### Assignment
Once you find the line in the listing below that contains "-105,3 +105,5 @@ ENDIF()", copy it and every following line exactly, stopping at the end.

=-=-=-=-=

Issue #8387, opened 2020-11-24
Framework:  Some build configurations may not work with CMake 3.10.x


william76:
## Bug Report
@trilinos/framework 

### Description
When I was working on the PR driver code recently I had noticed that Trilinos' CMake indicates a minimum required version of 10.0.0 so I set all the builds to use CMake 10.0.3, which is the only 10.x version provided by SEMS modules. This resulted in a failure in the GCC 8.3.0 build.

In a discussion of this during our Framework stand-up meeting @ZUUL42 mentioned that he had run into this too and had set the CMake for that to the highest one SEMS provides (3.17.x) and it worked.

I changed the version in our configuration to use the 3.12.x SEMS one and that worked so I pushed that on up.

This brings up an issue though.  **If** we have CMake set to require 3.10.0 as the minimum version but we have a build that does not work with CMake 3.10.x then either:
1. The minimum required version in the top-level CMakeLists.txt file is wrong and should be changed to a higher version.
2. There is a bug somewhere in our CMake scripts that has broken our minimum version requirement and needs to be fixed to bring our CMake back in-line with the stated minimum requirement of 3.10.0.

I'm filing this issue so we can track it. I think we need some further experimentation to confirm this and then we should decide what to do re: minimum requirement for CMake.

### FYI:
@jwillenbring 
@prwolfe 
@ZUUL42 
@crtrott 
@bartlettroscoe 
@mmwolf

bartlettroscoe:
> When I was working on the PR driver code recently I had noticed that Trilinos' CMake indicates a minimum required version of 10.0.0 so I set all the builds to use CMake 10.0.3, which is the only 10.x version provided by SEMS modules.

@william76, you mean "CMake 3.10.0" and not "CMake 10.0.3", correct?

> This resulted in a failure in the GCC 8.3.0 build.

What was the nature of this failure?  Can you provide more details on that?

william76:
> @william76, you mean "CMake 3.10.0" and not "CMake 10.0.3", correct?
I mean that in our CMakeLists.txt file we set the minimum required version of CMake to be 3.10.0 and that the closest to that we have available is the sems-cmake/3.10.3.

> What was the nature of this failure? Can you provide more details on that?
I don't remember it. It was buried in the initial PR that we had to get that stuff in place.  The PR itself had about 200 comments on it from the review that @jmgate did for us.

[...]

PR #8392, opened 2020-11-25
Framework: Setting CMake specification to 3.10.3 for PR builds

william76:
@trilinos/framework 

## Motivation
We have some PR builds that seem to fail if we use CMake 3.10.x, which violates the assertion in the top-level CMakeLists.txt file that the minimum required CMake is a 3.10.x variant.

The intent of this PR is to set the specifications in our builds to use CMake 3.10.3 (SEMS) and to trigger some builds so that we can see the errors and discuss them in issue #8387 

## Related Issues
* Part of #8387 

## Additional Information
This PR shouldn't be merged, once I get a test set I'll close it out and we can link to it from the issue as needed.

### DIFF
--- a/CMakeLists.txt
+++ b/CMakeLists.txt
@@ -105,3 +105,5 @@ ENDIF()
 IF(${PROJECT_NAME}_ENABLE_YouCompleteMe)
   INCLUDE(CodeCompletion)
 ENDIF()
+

=-=-=-=-=

### Answer box
@@ -105,3 +105,5 @@ ENDIF()
 IF(${PROJECT_NAME}_ENABLE_YouCompleteMe)
   INCLUDE(CodeCompletion)
 ENDIF()
+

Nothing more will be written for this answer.